То, что эти славнейшие эмигрантские критики сидят рядом за мирной партией в бридж, следует рассматривать как некое чудо. И совершил это чудо – Фельзен: он свел обоих врагов!

Причин для исконной вражды было много: метафизических и практических… Разные литературные школы, разные биографии, разные темпераменты, вкусы.
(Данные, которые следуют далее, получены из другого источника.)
PR #1790, opened 2020-06-04
VUE-308 Subscriptions Settings Navigation Guard and isAutoSubscriber …

eddieferrer:
…check

* Added login redirect for subscription settings if not logged in
* Added more accurate check for isAutoDepositSubscriber

VUE-308

### DIFF
--- a/src/pages/Subscriptions/SubscriptionsSettingsPage.vue
+++ b/src/pages/Subscriptions/SubscriptionsSettingsPage.vue
@@ -89,6 +89,13 @@ const pageQuery = gql`{
 			isSubscriber
 			isOnetime
 		}
+		lastLoginTimestamp @client
+	}
+	general {
+		activeLoginDuration: configSetting(key: "login_timeouts.www.active_login") {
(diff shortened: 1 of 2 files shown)


src/pages/Subscriptions/SubscriptionsSettingsPage.vue
```diff
@@ -113,9 +120,35 @@ export default {
...
 	apollo: {
 		query: pageQuery,
-		preFetch(config, client) {
-			return client.query({
-				query: pageQuery
+		preFetch(config, client, { route, kvAuth0 }) {
+			return new Promise((resolve, reject) => {
+				client.query({
+					query: pageQuery
+				}).then(({ data }) => {
```
eddieferrer, line 127: This is copied over from the autolending settings page. As an aside, I really dislike this method of checking for authentication in components. Authentication checking should be handled by the router in navigation guards. I believe we are only doing this in 3 places at the moment, but I might tackle this as a refactor in the near future

PR #1829, opened 2020-06-17
Lint inline graphql queries

emuvente:


emuvente:
All the linting error and warnings addressed in this pr can be seen here: https://travis-ci.org/github/kiva/ui/builds/699468074

PR #1830, opened 2020-06-17
WRD Homepage Takeover Driven by contentful setting

eddieferrer:
* Uses a contentful setting to drive homepage content

LW-1956

### DIFF
--- a/src/pages/Homepage/DefaultHomepage.vue
+++ b/src/pages/Homepage/DefaultHomepage.vue
@@ -1,6 +1,5 @@
 <template>
 	<div>
-		<top-message-contentful />
 		<hero-slideshow
 			v-if="showSlideShow && !isExperimentActive"
 			:promo-enabled="promoEnabled"
@@ -39,7 +38,6 @@ import MonthlyGoodExplained from '@/components/Homepage/MonthlyGoodExplained';
 import MGCovidExplained from '@/pages/LandingPages/MGCovid19/MGCovidExplained';
 import MGCovidHero from '@/pages/LandingPages/MGCovid19/MGCovidHero';
 import CategoryGrid from '@/components/Homepage/CategoryGrid';
-import TopMessageContentful from './TopMessageContentful';
 import { processContent } from '@/util/contentfulUtils';
 
 const pageQuery = gql`{
@@ -59,7 +57,6 @@ export default {
 		CategoryGrid,
 		MGCovidExplained,
 		MGCovidHero,
-		TopMessageContentful,
 	},
 	data() {
 		return {
--- a/src/pages/Homepage/Homepage.vue
+++ b/src/pages/Homepage/Homepage.vue
@@ -24,7 +24,7 @@ import TopMessageContentful from './TopMessageContentful';
 
 const activePageQuery = gql`query homepageFrame {
 	contentful {
-		entries(contentType: "uiSetting", contentKey: "ui-homepage-top")
+		entries(contentType: "uiSetting", contentKey: "ui-homepage-takeover")
 	}
 }`;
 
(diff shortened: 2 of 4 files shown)


eddieferrer:
In my dev vm I get: 
vendors~app.js:99356 [Vue warn]: The client-side rendered virtual DOM tree is not matching server-rendered content. This is likely caused by incorrect HTML markup, for example nesting block-level elements inside <p>, or missing <tbody>. Bailing hydration and performing full client-side render.

I burned some time trying to fix this issue and got nowhere. Everything seems to be working, the issue seems to point to the kvResponsiveImage component. I tried setting cache keys on it, and modifying the selection of the homepage component in homepage.vue several ways, and nothing would make it go away, any suggestions there are appreciated. 

I dont think this warning is an issue though, and the homepage takeover will still work.

src/pages/Homepage/DefaultHomepage.vue
```diff
@@ -1,6 +1,5 @@
 <template>
 	<div>
-		<top-message-contentful />
```
eddieferrer, line 3: I don't believe this should be here. This component doesnt even render without content prop

src/pages/Homepage/Homepage.vue
```diff
@@ -72,26 +69,33 @@ export default {
...
+			const contentSetting = _get(data, 'contentful.entries.items', []).find(item => item.fields.key === 'ui-homepage-takeover'); // eslint-disable-line max-len
+			if (_get(contentSetting, 'fields')) {
 				const isContentEnabled = settingEnabled(
 					contentSetting.fields,
 					'active',
 					'startDate',
 					'endDate'
 				);
 				if (isContentEnabled) {
+					const takeOverKey = _get(contentSetting, 'fields.dataObject.takeOverKey');
```
eddieferrer, line 82: I think this is a cleaner way to pick 1 homepage takeover design based on a single setting in contentful

src/pages/Homepage/iwd/IWDHomepage.vue
```diff
@@ -342,7 +341,6 @@ export default {
 		NumberCountries,
 		WavyDivider,
 	},
-	inject: ['apollo'],
```
eddieferrer, line 345: Not needed

src/pages/Homepage/iwd/IWDHomepage.vue
```diff
@@ -11,7 +11,6 @@
 		>
 			<kv-responsive-image
 				:images="heroImageSet"
-				alt=""
```
eddieferrer, line 14: Not needed, kv responsive wont even pass attributes down.

mcstover:
@eddieferrer Turning of JS reveals an interesting comparison of rendered html. Without JS, the clickable `.hero` anchor tag is a sibling to the `.hero__text-wrapper` and `svg`... However, the Vue rendered html places `.hero__text-wrapper` and `svg` within the anchor...

The mismatch still exists even with the responsive image component removed...

Certainly not ideal but also not a blocker for such a tight timeline...

mcstover:
👍 +1

src/pages/Homepage/iwd/IWDHomepage.vue
ryan-ludwig: @mcstover @eddieferrer A small thing, but we should always have some alt tag on images. `alt=""` tells a screenreader that this is a decorative image and to ignore it. Having no alt attribute [makes some screenreaders announce the image URL](https://www.w3.org/WAI/tutorials/images/decorative/). 

kv-responsive-image v-binds $attrs to the `img` inside. We could add a non-required alt prop, and if there's no prop set alt to "" on the img inside. Though I kindof like reinforcing the always alt pattern so it's remembered for regular images.

mcstover: This is a good callout. I think we just got caught up in the rush.

eddieferrer: @ryan good point, I was incorrect about my comment above. Ill revert this

PR #1836, opened 2020-06-18
new donate hero images

BoulderBrains:
These are the changes that will be needed to replace the hero images, however there are issues with small image sizes and a missing image size. Going to track down those.


BoulderBrains:
- New images
- Styles finessed a little bit
- Verified locally across all screen sizes.

PR #2016, opened 2020-08-17
Updated graphql tools dependency, modified fetchSchema function for n…

eddieferrer:
…ew graphql tools api


eddieferrer:
Should take care of: https://github.com/kiva/ui/pull/2007

PR #2017, opened 2020-08-17
Implements KvFlag2 throughout site. Renames KvFlag2 to KvFlag.

ryan-ludwig:
GROW-173


src/pages/LendingStats/ItemList.vue
```diff
@@ -68,10 +76,15 @@ export default {
 		text-overflow: ellipsis;
 	}
 
+	.item-flag,
 	.item-icon {
-		width: 1.5rem;
-		height: 0.7777rem;
+		width: rem-calc(16);
```
emuvente, line 81: That looks like a smaller width than what was there before (1.5rem would be be rem-calc(24))

ryan-ludwig: These were kindof funny. Because of their fixed height, it was making the width smaller than 1.5rem. 16px seemed about the equivalent.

На основе своих теоретических размышлений Адамович должен был бы установить очень почтенную иерархию ценностей: самое главное, скажем, евангельская любовь, затем философия или наука, потом игра, секс, наконец, искусство – на последнем месте… Скромное занятие и совсем не позорное. Но, увы, тут начинался парадокс. Как только человек, созвучный этим настроениям, посвящал себя «творчеству», он сразу пускался в погоню за «самым главным», «на последней глубине», переворачивая всю пирамиду ценностей вверх ногами, доказывая единым существом своим, что именно искусство есть самое важное в жизни: ему-то суждено все преобразить, все объяснить, спасти! Иначе не стоит вообще этим заниматься.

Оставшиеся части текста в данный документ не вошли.